Ahahahaha. I get stupid crushes all the time, but being that, I never tell anybody or act upon them.

I guess my last/current-ish crush (one that is appropriate to talk about at least >.>) was on one of my neighbors and we've never even talked properly v.v I feel lame.


----------



## JoanCrawford (Sep 27, 2012)

Yes, major crush on this ESTP hunk. 










Of course he probably isn't attracted to me anyways. He probably friend-zoned me a long time ago.


----------



## Wellsy (Oct 24, 2011)

JoanCrawford said:


> Of course he probably isn't attracted to me anyways.


Isn't that the same lie we all tell ourselves so we don't try?


----------



## JoanCrawford (Sep 27, 2012)

Wellsy said:


> Isn't that the same lie we all tell ourselves so we don't try?


Probably, I just... don't know. I don't quite feel that connection that he truly likes me in that way. Plus, who knows. If I ask him out on a date of some sort he may turn me down, and then I would become the laughing stock of my workplace. D: (And my biggest fear is of awkward situations.) Lol, I feel like some pseudo-schoolgirl telling you about this.


----------



## Wellsy (Oct 24, 2011)

JoanCrawford said:


> Probably, I just... don't know. I don't quite feel that connection that he truly likes me in that way. Plus, who knows. If I ask him out on a date of some sort he may turn me down, and then I would become the laughing stock of my workplace. D: (And my biggest fear is of awkward situations.) Lol, I feel like some pseudo-schoolgirl telling you about this.


And here would be where I give an inspiring speech to rev you up but mentioning the workplace makes this situation a bit more delicate. I understand people becoming attracted to workmates seeing each other so often but if things get sour you have to see the person that makes you sour often still unless you get another job.
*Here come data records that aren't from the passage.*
PR #26, opened 2026-04-22
Eko-232 server side publication

Iam-Ebuka:
- Initialize publication.
- wrote test "sends error when subscribing to unknown publication".
- wrote implementation for the test.

https://linear.app/ekohacks/issue/EKO-232/3a1-register-a-publication

### DIFF
--- a/server/logic/publications.ts
+++ b/server/logic/publications.ts
@@ -9,14 +9,34 @@ interface PublicationInterface {
 
 type PublicationDef = () => { collection: string; query: object };
 
-export class Publications implements PublicationInterface {
+export class PublicationsWrapper {
+  private client: PublicationInterface;
+
+  private constructor(client: PublicationInterface) {
+    this.client = client;
+  }
+
+  static createNull(mongo: MongoWrapper, ws: WebSocketWrapper): PublicationsWrapper {
+    return new PublicationsWrapper(new StubbedPublication(mongo, ws));
+  }
+
+  define(name: string, queryFn: PublicationDef): void {
+    this.client.define(name, queryFn);
+  }
+
+  async handleMessage(clientId: string, message: ClientMessage): Promise<void> {
+    return this.client.handleMessage(clientId, message);
+  }
+}
+
+class StubbedPublication implements PublicationInterface {
   private publications = new Map<string, PublicationDef>();
   private ws: WebSocketWrapper;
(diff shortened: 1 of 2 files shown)


KevinOrfas:
Nice one Ebuka, the story brief lines up with what you've shipped. The async signature is in place for 3.A.2, mongo and ws both on the constructor so nothing needs reshuffling next round, error shape matches `ErrorMsg`, and you've held off on unsubscribe and the happy path like the story asks.

One thing I'd like us to chew on together before you start 3.A.2, and that's `PublicationInterface`.

The story didn't ask for it, and the pattern we're using for interfaces in this codebase is a bit different from where you've put this one. Have a look at `MongoInterface` and `WebSocketInterface`. Each has a real implementation and a stubbed implementation, and the wrapper picks between them at construction. The interface earns its keep there because it's the contract two sides have to honour, and swapping them is how the nulled infrastructure pattern works.

`Publications` sits a layer above that. No real or null variants. It's pure domain logic that takes nulled infrastructure in through its constructor. `PublicationInterface` in this file has exactly one implementer, `Publications` itself, and the two shapes are going to have to move together every time the class grows.

A few questions worth sitting with:

- What do you hope `PublicationInterface` is doing for you? If it's close to "documenting the public API of the class", what's the class signature already doing?
- Trace how `MongoInterface` is actually used from construction through to call site. Where does it stop being decorative and start being load bearing?
- If you deleted `PublicationInterface` from this file right now, which test would fail?

No right answer I'm nudging you toward. If after working through those you still want to keep it, I'd just want to hear the reasoning, because the class will pick up three more behaviours across 3.A.2 to 3.A.4 and the interface will have to grow with it every time.

Tiny thing while we're here: inside an `async` function a plain `return` already gives you a resolved `Promise<void>`, so the two `return Promise.resolve()` lines in `handleMessage` can just be `return`. Cosmetic, not important.

On 3.A.2, the happy path will drive `mongo`. Worth reading `ConfigurableResponse` in `server/infrastructure/outputTracker.ts` before you pick it up, because that's how `MongoWrapper.createNull({ find: [...] })` feeds seeded results back, and it's easier to work with once you've seen the shape of it.

KevinOrfas (commented):
@Iam-Ebuka Approved, just a couple of questions to sit with for the following PRs

PR #28, opened 2026-04-22
refactor: clean up to maintain Rule C

Okpala76:
This branch refactors 

The use has next and aligns with Rule C( link below for context)

https://github.com/ekohacks/ekolite/pull/24#issuecomment-4282849294

### DIFF
--- a/server/infrastructure/outputTracker.ts
+++ b/server/infrastructure/outputTracker.ts
@@ -54,10 +54,6 @@ export class ConfigurableResponse {
     this.queue = [...responses];
   }
 
-  hasNext(): boolean {
-    return this.queue.length > 0;
-  }
-
   next(): unknown {
     if (this.queue.length === 0) {
       throw new Error('ConfigurableResponse queue exhausted — no more responses configured');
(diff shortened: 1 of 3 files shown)


KevinOrfas:
Nice one Gochi. The behavioural change is exactly what the ticket asked for.

The one line in `StubbedProcessRunner.exec` matches the spec. The old `consumes configured responses for repeated command calls before falling back` test is retired because that was the Rule B assertion. The two new tests land with the bodies straight out of the PR #24 follow up comment, and CI is green. `MongoWrapper`, `FileStorageWrapper`, and `ScriptRunnerWrapper` are now all Rule C.

One thing you did that went beyond the ticket, which I like: you deleted `hasNext()` from `ConfigurableResponse`. Nothing else in the codebase used it, and leaving it there would have left the door open for the next person to reach for the same lenient pattern you just removed. Worth hearing your reasoning though, because what you did is a design decision worth being explicit about. Was it "this is dead code, delete it", or "this method enables the anti pattern, delete it so nobody can reach for it that way again"? Both are fine answers, they just suggest slightly different things about when you'd add a method back.

One thing from the Definition of Done that didn't make it into this PR: the PR description currently reads "This branch refactors the use has next and aligns the to rule C". When someone reads this PR in six months, they'll want a link to the PR #24 follow up comment where Rule C was reasoned through. One line and an anchor link is enough. The reasoning trail is half the value of the ticket.

Happy to approve once the PR description is updated.

KevinOrfas (commented):
Approved, please link the PR #24 for visibility and maintenance

PR #29, opened 2026-04-23
Eko 231/3a2 send initial documents on subscribe

Iam-Ebuka:
- test for send initial documents on subscribe
- enhanced handleMessage in publication for handling existing publications
- test for sends ready even when no documents exist
- red -> green -> refactor was followed

https://linear.app/ekohacks/issue/EKO-231/3a2-send-initial-documents-on-subscribe

### DIFF
--- a/server/logic/publications.ts
+++ b/server/logic/publications.ts
@@ -33,7 +33,6 @@ export class Publications {
   async handleMessage(clientId: string, message: ClientMessage): Promise<void> {
     if (message.type === 'subscribe') {
       const queryFn = this.publications.get(message.name);
-      const publicationsExists = this.publications.has(message.name);
 
       if (!queryFn) {
         this.ws.send(clientId, {
@@ -44,15 +43,13 @@ export class Publications {
         return Promise.resolve();
       }
 
-      if (publicationsExists) {
-        const { collection, query } = queryFn();
-        const docs = await this.mongo.find<{ _id: string }>(collection, query);
+      const { collection, query } = queryFn();
+      const docs = await this.mongo.find<{ _id: string }>(collection, query);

Its a messy situation, the other situation being he makes work FUN FUN FUN.





I dont crush often, I can see girls and go yeah she's good looking but it won't extend any further than that. I usually like one person at a time and in between im just dreaming what it'd be like to be with someone and when there is someone they're the person I dream about being with snuggling with.


----------



## MicrobeJug (Nov 11, 2012)

The last time I had a crush it was on a vegan that I clicked on non-culinary levels with... when she said no I went straight to Five Guys (that sounds awful if you don't know what Five Guys is).

I've never had a crush work out, but it has provided for some excellent schadenfreude. Haven't had a crush in a while, though, perhaps because I've found more love when I haven't had a crush? Positive reinforcement?


----------



## RetroVortex (Aug 14, 2012)

JoanCrawford said:


> Probably, I just... don't know. I don't quite feel that connection that he truly likes me in that way. Plus, who knows. If I ask him out on a date of some sort he may turn me down, and then I would become the laughing stock of my workplace. D: (And my biggest fear is of awkward situations.) Lol, I feel like some pseudo-schoolgirl telling you about this.


Heh. This is so me! XD

I'm always crushing on people at work, and come up with excuses like these.
(Sometimes I wonder if I just have them because I'm bored, or just enjoy the fantasy too much... -_-)


----------



## Einstein (Aug 10, 2011)

At what point does a crush become something more?


----------



## Sonny (Oct 14, 2008)

Einstein said:


> At what point does a crush become something more?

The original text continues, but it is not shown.